Our quantitative analysis of XBRL element usage shows that the XBRL common taxonomy elements contain elements that are not used by companies that account for approximately 19% of the total common taxonomy elements, suggesting redundancy of elements. At the same time, companies also disclose elements not defined in the XBRL taxonomy, suggesting there is a shortage of elements. Elements with a utilization rate of over 50% represent approximately 44% of the GCS elements, while around 35% of the elements are underutilized, and the rest are missing in corporate financial statements.

This paper examines the interoperability of elements, redundant, and missing elements. The study finds that the interoperability of listed companies’ disclosure elements fluctuates around 0.19 between enterprises in the same industry. The interoperability of elements at the interindustry level fluctuates more, at around 0.33, indicating that the interoperability of XBRL elements for financial reporting within industries is higher than interindustry interoperability. The matching rate between XBRL elements and financial statement elements is low. And there are problems such as incomplete, untimely, and insufficiently relevant disclosure of financial statement information, which leads to a decline in the comparability of data disclosed in an enterprise’s XBRL financial report, and the quality of financial statement disclosure, and users of financial statements. The information obtained by financial statement users is messy, exacerbating the information asymmetry between enterprises and external stakeholders.

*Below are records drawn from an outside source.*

PR #755, opened 2026-09-16
fix(eslint-markdown): remove escaped trailing heading punctuation in `no-trailing-heading-punctuation` rule

lumirlumir:
This pull request introduces a new utility regular expression for detecting escaped trailing backslashes and applies it to improve the handling of shell command continuations and heading punctuation in Markdown linting rules. It also adds comprehensive tests to ensure correct behavior around backslash and punctuation handling.

**Regex utility and rule improvements:**

* Added `escapedTrailingBackslashRegex` to `constants.ts`, which matches an odd-length run of backslashes at the end of a string, and updated its usage in `no-shell-dollar` and `no-trailing-heading-punctuation` rules to more accurately detect line continuations and escaped punctuation. [[1]](diffhunk://#diff-65ea879c6e8285896231eae0cb93bbead08144ad4f60d00076fd929db66aa12dR52-R56) [[2]](diffhunk://#diff-f9237469f0800b5be20e5f3eebc82af3fefbb1cb4bdb6f22171b75e12aae2e2dL12-R12) [[3]](diffhunk://#diff-f9237469f0800b5be20e5f3eebc82af3fefbb1cb4bdb6f22171b75e12aae2e2dL39) [[4]](diffhunk://#diff-f9237469f0800b5be20e5f3eebc82af3fefbb1cb4bdb6f22171b75e12aae2e2dL138-R137) [[5]](diffhunk://#diff-63043c0938ee163419e4e0dd74d17abca71e63a969b9efe84765ad19eeaaa1a1R14) [[6]](diffhunk://#diff-63043c0938ee163419e4e0dd74d17abca71e63a969b9efe84765ad19eeaaa1a1L110-R111) [[7]](diffhunk://#diff-63043c0938ee163419e4e0dd74d17abca71e63a969b9efe84765ad19eeaaa1a1L178-R184) [[8]](diffhunk://#diff-63043c0938ee163419e4e0dd74d17abca71e63a969b9efe84765ad19eeaaa1a1L240-R253)

**Test enhancements:**

* Added unit tests for `escapedTrailingBackslashRegex` in `constants.test.ts` to verify its matching logic for various numbers of trailing backslashes. [[1]](diffhunk://#diff-550cca8abc644491d2f627ebd8e979d41a6425839f4a3d9c41daaff7ee3c86ffR14) [[2]](diffhunk://#diff-550cca8abc644491d2f627ebd8e979d41a6425839f4a3d9c41daaff7ee3c86ffR65-R86)
* Expanded test cases in `no-trailing-heading-punctuation.test.ts` to cover headings with different combinations of trailing backslashes and punctuation, ensuring correct linting and autofix behavior.

These changes increase the robustness and correctness of Markdown linting around shell command continuations and heading punctuation, especially in edge cases involving backslashes.


packages/eslint-markdown/src/rules/no-trailing-heading-punctuation.ts
```diff
@@ -175,10 +176,12 @@ export default {
         const lastChildText = sourceCode.getText(lastChildNode);
         const match = trailingPunctuationRegex.exec(lastChildText);
 
-        if (!match) {
+        if (!match || !match.groups) {
           return;
         }
 
+        const { leadingWhitespace = '' } = match.groups;
```
tooth-is-silver: It may be worth checking whether `match.groups` can actually be `undefined` here.
TypeScript defines groups as optional in general, but this regex always contains a named capture group.
Also, `leadingWhitespace` cannot be `undefined` because `*` captures an empty string when no whitespace is present.

lumirlumir: > It may be worth checking whether match.groups can actually be undefined here.
TypeScript defines groups as optional in general, but this regex always contains a named capture group.

Yep, this check is about personal preference, as I prefer not to use the non-null assertion operator unless it’s truly necessary.

https://github.com/eslint-markdown/eslint-markdown/blob/85cfba2b2fd2b0df11c52ac212d089829286a870/packages/eslint-markdown/src/rules/require-heading-id.ts#L220

---

> Also, leadingWhitespace cannot be undefined because * captures an empty string when no whitespace is present.

👍 updated it in https://github.com/eslint-markdown/eslint-markdown/pull/755/commits/fff227cc3252e816536bc3d74d1011ad63757cdd

packages/eslint-markdown/src/core/constants.test.ts
```diff
@@ -61,6 +62,28 @@ describe('constants', () => {
...
+      });
+
+      it('should not match four trailing backslashes', () => {
+        assert.notMatch(`text${'\\'.repeat(4)}`, escapedTrailingBackslashRegex);
+      });
+
+      it('should not match a backslash before the end of a line', () => {
+        assert.notMatch('text\\more', escapedTrailingBackslashRegex);
+      });
+    });
```
tooth-is-silver, line 85: nit: the JSDoc describes this as an _odd-length_ run, but the it descriptions only give counts, so the odd and even split is not visible. Could they say that more directly?

lumirlumir: 👍 Updated it in https://github.com/eslint-markdown/eslint-markdown/pull/755/commits/3d96840cf40ed3238c27f5091d9af4e9dbde8a46

tooth-is-silver (approved):
LGTM 🚀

The XBRL taxonomy should be revised to improve the disclosure of financial statements of listed companies by making timely deletions and additions in line with adjustments to accounting standards. The XBRL taxonomy should be revised following the adjustment of accounting standards. The solution to the financial statement level should be addressed from the underlying accounting logic, i.e., the element definition should stem from the financial statement level to the accounts level. Accounting and finance professionals should take additional training to understand the elements. In the era of big data, the road to data standardization is inevitable. The standardization and improvement of XBRL standards can promote the better development of accounting information systems. Regulators should further improve and develop more comprehensive and applicable XBRL element standards to improve the transparency of market information, create a good market environment, and facilitate effective communication between companies and stakeholders.

Data Availability

The dataset can be accessed upon request.

Conflicts of Interest

The authors declare that they have no conflicts of interest.

Acknowledgments

This work was supported by the Ministry of Education of China under the Project of Humanities and Social Sciences Start-up fund (Project No. 20YJC790118) and the National Natural Science Foundation of China Youth Program (71903025).